> [SOURCE MATERIAL]:
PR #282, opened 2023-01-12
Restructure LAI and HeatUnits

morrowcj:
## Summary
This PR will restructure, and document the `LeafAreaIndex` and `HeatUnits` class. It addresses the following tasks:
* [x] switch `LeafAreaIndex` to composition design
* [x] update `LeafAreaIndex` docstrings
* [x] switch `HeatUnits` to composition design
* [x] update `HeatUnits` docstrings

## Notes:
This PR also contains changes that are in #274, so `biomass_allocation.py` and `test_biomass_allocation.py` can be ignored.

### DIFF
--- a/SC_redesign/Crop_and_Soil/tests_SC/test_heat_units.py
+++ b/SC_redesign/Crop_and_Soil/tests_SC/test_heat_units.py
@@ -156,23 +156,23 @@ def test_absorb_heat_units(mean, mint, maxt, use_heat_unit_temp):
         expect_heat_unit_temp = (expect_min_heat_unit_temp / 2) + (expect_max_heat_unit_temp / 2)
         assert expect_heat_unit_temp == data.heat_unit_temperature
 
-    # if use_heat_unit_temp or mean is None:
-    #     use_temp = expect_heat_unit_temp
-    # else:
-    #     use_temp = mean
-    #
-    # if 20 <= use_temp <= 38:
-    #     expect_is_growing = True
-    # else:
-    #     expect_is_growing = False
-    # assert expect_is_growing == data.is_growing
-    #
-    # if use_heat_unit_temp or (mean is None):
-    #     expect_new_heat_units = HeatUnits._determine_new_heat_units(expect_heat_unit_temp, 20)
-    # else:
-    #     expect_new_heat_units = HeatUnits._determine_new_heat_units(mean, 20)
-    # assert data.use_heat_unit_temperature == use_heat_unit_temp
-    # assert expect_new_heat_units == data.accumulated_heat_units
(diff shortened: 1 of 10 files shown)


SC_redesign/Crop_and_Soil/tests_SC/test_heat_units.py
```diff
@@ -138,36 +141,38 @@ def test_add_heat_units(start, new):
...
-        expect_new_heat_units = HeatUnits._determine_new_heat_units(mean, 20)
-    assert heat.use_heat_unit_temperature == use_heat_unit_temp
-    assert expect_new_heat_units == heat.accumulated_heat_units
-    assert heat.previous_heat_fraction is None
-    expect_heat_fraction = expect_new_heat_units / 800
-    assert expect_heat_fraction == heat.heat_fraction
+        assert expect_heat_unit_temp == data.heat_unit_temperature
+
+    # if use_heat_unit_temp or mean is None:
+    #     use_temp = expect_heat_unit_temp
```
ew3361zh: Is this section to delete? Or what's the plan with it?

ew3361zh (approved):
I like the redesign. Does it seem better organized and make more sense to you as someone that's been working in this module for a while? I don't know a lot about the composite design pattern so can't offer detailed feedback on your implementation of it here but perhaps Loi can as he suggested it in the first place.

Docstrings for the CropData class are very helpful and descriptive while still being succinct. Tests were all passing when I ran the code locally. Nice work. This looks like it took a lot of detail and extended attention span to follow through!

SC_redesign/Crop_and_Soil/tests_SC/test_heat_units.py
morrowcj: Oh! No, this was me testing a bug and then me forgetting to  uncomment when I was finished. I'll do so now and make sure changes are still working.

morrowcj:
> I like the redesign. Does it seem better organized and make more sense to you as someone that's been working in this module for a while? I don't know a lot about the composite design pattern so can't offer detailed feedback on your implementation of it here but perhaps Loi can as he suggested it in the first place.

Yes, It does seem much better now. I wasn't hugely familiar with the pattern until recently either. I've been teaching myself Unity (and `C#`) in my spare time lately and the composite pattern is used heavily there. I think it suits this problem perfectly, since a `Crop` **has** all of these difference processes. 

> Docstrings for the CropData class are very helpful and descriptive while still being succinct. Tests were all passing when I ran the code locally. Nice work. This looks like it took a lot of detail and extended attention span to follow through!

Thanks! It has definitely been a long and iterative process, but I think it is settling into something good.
...
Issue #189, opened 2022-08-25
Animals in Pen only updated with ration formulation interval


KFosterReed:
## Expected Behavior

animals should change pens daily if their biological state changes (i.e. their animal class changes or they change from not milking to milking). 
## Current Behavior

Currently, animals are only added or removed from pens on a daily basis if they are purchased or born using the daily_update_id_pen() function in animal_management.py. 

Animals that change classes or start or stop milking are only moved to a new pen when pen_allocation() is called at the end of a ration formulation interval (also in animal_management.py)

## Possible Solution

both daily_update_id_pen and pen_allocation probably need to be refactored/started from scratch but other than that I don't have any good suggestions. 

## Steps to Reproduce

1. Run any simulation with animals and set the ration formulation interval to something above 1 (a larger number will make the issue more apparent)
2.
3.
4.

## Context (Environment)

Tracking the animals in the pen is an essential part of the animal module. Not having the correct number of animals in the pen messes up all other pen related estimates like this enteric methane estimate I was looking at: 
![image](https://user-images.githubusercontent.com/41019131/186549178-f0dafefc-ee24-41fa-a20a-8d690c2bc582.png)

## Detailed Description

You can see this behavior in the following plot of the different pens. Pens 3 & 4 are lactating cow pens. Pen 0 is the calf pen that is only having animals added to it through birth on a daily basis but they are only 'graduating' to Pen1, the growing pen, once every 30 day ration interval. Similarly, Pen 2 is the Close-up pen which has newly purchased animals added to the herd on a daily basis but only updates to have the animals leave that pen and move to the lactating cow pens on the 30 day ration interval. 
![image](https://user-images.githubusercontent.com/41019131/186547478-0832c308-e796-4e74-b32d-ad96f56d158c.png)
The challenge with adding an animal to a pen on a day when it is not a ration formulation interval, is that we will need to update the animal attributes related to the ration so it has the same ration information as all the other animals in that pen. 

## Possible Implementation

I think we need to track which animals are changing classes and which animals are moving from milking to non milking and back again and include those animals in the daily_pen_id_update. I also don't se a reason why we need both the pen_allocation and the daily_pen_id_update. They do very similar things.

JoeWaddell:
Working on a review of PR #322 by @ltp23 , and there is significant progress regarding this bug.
...
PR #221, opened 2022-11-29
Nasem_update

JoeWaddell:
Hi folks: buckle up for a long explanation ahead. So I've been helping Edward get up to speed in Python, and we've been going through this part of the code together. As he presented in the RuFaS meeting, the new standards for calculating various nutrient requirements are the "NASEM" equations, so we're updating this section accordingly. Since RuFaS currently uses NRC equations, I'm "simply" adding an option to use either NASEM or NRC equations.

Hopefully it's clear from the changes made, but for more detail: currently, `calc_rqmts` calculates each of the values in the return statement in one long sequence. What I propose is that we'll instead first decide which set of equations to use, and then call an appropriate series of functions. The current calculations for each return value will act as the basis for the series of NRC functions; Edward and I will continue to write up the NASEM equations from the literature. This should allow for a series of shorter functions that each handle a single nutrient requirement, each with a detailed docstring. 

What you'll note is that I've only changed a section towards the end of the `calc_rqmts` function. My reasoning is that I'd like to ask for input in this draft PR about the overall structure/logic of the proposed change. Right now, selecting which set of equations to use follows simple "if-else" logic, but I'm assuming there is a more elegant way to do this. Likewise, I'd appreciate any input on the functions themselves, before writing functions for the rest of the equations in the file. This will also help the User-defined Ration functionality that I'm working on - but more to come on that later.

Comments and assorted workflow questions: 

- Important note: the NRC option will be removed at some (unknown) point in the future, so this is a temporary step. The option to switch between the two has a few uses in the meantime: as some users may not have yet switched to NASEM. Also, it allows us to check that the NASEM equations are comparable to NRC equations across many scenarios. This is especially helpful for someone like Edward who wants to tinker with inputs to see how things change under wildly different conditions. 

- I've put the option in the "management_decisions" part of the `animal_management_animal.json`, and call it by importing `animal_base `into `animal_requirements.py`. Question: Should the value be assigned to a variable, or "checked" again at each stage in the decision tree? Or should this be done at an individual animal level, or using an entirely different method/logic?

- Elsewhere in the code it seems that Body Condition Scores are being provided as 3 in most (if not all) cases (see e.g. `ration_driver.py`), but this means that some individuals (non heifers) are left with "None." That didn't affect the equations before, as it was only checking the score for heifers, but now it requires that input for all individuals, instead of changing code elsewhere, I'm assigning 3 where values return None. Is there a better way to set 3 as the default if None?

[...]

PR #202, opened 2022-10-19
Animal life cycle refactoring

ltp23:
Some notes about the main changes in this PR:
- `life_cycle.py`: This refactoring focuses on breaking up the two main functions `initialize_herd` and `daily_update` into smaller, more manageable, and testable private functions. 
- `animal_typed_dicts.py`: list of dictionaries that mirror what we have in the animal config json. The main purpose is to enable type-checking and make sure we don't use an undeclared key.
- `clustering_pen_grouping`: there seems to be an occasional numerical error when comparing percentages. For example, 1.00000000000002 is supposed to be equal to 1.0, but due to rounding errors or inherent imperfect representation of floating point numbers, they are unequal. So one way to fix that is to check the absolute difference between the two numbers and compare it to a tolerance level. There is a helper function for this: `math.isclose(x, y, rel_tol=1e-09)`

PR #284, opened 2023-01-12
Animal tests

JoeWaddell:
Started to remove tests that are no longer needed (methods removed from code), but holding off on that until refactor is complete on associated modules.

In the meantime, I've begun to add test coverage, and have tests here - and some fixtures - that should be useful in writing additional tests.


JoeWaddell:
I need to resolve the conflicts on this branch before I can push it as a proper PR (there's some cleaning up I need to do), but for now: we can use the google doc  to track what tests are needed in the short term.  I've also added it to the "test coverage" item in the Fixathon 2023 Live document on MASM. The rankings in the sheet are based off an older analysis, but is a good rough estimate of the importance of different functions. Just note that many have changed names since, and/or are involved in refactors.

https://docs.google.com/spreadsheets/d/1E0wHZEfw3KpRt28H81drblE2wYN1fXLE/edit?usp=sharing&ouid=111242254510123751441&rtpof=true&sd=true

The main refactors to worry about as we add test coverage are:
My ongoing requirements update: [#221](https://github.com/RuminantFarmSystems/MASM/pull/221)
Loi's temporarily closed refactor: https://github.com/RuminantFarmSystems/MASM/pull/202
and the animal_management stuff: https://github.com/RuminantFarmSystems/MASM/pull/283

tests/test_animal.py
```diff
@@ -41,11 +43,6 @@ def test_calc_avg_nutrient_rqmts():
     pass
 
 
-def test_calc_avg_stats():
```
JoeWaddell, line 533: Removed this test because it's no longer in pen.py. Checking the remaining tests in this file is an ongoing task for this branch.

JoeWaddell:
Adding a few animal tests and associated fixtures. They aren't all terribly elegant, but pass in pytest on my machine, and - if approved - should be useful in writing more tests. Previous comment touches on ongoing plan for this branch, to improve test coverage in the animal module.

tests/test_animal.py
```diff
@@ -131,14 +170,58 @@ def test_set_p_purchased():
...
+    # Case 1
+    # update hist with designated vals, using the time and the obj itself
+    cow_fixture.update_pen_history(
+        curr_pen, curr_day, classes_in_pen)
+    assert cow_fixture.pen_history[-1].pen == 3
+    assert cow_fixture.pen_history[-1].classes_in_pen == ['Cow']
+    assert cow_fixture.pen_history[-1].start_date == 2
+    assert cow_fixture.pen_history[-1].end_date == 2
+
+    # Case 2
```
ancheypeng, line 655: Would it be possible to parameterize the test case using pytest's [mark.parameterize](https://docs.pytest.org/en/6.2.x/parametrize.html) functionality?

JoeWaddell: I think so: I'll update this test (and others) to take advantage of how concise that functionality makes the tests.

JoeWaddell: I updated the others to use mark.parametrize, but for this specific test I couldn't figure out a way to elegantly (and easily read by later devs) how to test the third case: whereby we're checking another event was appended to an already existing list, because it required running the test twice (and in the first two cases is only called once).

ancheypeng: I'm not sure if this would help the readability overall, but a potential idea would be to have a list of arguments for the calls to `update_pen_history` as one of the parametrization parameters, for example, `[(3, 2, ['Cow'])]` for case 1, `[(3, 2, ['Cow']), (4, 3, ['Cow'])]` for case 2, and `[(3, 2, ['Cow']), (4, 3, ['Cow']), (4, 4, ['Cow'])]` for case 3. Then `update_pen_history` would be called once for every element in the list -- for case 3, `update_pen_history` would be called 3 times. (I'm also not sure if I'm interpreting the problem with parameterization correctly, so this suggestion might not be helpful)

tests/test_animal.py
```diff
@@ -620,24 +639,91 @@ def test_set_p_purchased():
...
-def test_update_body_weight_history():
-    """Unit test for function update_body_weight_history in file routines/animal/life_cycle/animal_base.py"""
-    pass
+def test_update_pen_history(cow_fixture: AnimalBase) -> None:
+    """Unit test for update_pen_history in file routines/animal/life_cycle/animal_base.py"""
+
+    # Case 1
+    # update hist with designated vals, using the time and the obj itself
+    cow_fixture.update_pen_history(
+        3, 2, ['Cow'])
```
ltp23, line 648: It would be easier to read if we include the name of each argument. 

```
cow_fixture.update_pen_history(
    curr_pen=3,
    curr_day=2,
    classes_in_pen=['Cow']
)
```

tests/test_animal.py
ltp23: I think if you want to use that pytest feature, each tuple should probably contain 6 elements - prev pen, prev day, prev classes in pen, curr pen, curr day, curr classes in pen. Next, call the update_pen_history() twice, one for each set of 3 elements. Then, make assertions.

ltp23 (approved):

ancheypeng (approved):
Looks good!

> [WHAT YOU NEED TO DO]:
A line belongs in the answer if it contains the word "perhaps"; please copy each such line from the material.

> [TASK ANSWER]:
I like the redesign. Does it seem better organized and make more sense to you as someone that's been working in this module for a while? I don't know a lot about the composite design pattern so can't offer detailed feedback on your implementation of it here but perhaps Loi can as he suggested it in the first place.
> I like the redesign. Does it seem better organized and make more sense to you as someone that's been working in this module for a while? I don't know a lot about the composite design pattern so can't offer detailed feedback on your implementation of it here but perhaps Loi can as he suggested it in the first place.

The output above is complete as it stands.